* **Material provided**:
----

PR #15, opened 2020-10-21
Mint USDv based on assets of providers

c410-f3r:
It is not clear yet how mint should be handled, nevertheless, this is an attempt on T-198 to give an overall architectural idea


pallets/usdv-minting/src/lib.rs
```diff
@@ -42,14 +47,30 @@ decl_module! {
...
-            let members = pallet_membership::Module::<T, Instance0>::members();
-            members.binary_search(&provider).ok().ok_or(pallet_membership::Error::<T, Instance0>::NotMember)?;
+            if balance > T::Currency::reserved_balance(asset_id, &provider_member) {
+                return Err(Error::<T>::InsufficientFunds.into());
+            }
 
-            T::Currency::deposit(Asset::Usdv, &provider, balance)?;
-            Self::deposit_event(RawEvent::Mint(provider, Asset::Usdv));
+            T::Currency::deposit(Asset::Usdv, &provider_member, balance)?;
+            Self::deposit_event(RawEvent::Mint(mint_member, Asset::Usdv));
```
c410-f3r, line 73: Basically searches if a given provider has funds that can be converted into USDv. Since "attested" assets are already locked by default, this function simply checks for funds and adds Valiu Dolars accordingly

pallets/usdv-minting/src/lib.rs
```diff
@@ -42,14 +47,34 @@ decl_module! {
...
-            let members = pallet_membership::Module::<T, Instance0>::members();
-            members.binary_search(&provider).ok().ok_or(pallet_membership::Error::<T, Instance0>::NotMember)?;
+            if balance > diff_amount {
+                return Err(Error::<T>::InsufficientFunds.into());
+            }
 
-            T::Currency::deposit(Asset::Usdv, &provider, balance)?;
-            Self::deposit_event(RawEvent::Mint(provider, Asset::Usdv));
+            T::Currency::deposit(Asset::Usdv, &provider_member, balance)?;
+            Self::deposit_event(RawEvent::Mint(mint_member, Asset::Usdv));
```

----

* **What is required**:
The entries above must each be repeated exactly.

* **Written answer**:
PR #15, opened 2020-10-21
Mint USDv based on assets of providers

c410-f3r:
It is not clear yet how mint should be handled, nevertheless, this is an attempt on T-198 to give an overall architectural idea


pallets/usdv-minting/src/lib.rs
```diff
@@ -42,14 +47,30 @@ decl_module! {
...
-            let members = pallet_membership::Module::<T, Instance0>::members();
-            members.binary_search(&provider).ok().ok_or(pallet_membership::Error::<T, Instance0>::NotMember)?;
+            if balance > T::Currency::reserved_balance(asset_id, &provider_member) {
+                return Err(Error::<T>::InsufficientFunds.into());
+            }
 
-            T::Currency::deposit(Asset::Usdv, &provider, balance)?;
-            Self::deposit_event(RawEvent::Mint(provider, Asset::Usdv));
+            T::Currency::deposit(Asset::Usdv, &provider_member, balance)?;
+            Self::deposit_event(RawEvent::Mint(mint_member, Asset::Usdv));
```
c410-f3r, line 73: Basically searches if a given provider has funds that can be converted into USDv. Since "attested" assets are already locked by default, this function simply checks for funds and adds Valiu Dolars accordingly

pallets/usdv-minting/src/lib.rs
```diff
@@ -42,14 +47,34 @@ decl_module! {
...
-            let members = pallet_membership::Module::<T, Instance0>::members();
-            members.binary_search(&provider).ok().ok_or(pallet_membership::Error::<T, Instance0>::NotMember)?;
+            if balance > diff_amount {
+                return Err(Error::<T>::InsufficientFunds.into());
+            }
 
-            T::Currency::deposit(Asset::Usdv, &provider, balance)?;
-            Self::deposit_event(RawEvent::Mint(provider, Asset::Usdv));
+            T::Currency::deposit(Asset::Usdv, &provider_member, balance)?;
+            Self::deposit_event(RawEvent::Mint(mint_member, Asset::Usdv));
```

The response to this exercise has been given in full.